What I do get -- new enzyme derived from "foot and mouth disease" that does something interesting to ubiquitin chains that is cooler than just tryptically cleaving it.

Intact mass analysis (using a QE Plus) can distinguish between proteins that have single and multiple ubiquitination sites. Maybe even count the number of distinct ubiquitin sites? Not sure...

Has application to full cell lysates? I think that is something that is maybe shown here just in gels.

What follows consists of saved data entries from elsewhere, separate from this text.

PR #5558, opened 2025-09-24
fix: check material state before setting the the texture scale

dalkia:
# Pull Request Description

## What does this PR change?

As it is right now, we have a race condition where we can be setting the texture scale to a renderer which is gonna get its material replaced.

Since material creation is budgeted, this condition is quite possible in low frame rate condition

This PRs resorts the systems and budgets `UpdateScleVideoTextureSystem`; so it respects the same behaviour as the material creations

Somehow can distinguish between straight chain and branch chain ubiquitin? Maybe my brain is rejecting all this because I didn't know until now that ubiquitin branches? I thought it was a relatively short peptide chain that with 3 or 4 known configurations? Like GGK(something)end or LRGGK (something)end, and GGK(something longer)K(something) end, which is, by-the-way, tough to sort out in my hands, particularly with incomplete digestion in an attempt to miss the first event. Despite the fact this paper says the K-GG is "easily detectable by MS" I'd contend that most search engines don't like this mod very much, and definitely don't like the longer variants. So -- even though I don't understand what is going on here -- I realize any improvement here is worth knowing about!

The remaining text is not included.